■ TASK GOAL
From the line with "Issue #206, opened 2025-04-17" to the line with "I defined the", retype every line exactly, including those two, and leave out the rest of the data below.
☆ ☆ ☆
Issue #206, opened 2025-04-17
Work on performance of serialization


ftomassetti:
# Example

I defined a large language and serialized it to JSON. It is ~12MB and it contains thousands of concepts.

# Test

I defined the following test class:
☆ ☆ ☆
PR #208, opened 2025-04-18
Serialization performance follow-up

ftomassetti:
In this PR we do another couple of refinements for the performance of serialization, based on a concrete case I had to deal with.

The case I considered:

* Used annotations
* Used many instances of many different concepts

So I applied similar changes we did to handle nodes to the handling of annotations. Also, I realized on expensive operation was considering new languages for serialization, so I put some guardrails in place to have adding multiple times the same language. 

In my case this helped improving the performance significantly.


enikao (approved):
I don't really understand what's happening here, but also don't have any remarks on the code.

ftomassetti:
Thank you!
☆ ☆ ☆
■ ANSWER TO THIS EXERCISE
Issue #206, opened 2025-04-17
Work on performance of serialization


ftomassetti:
# Example

I defined a large language and serialized it to JSON. It is ~12MB and it contains thousands of concepts.

# Test

I defined the following test class:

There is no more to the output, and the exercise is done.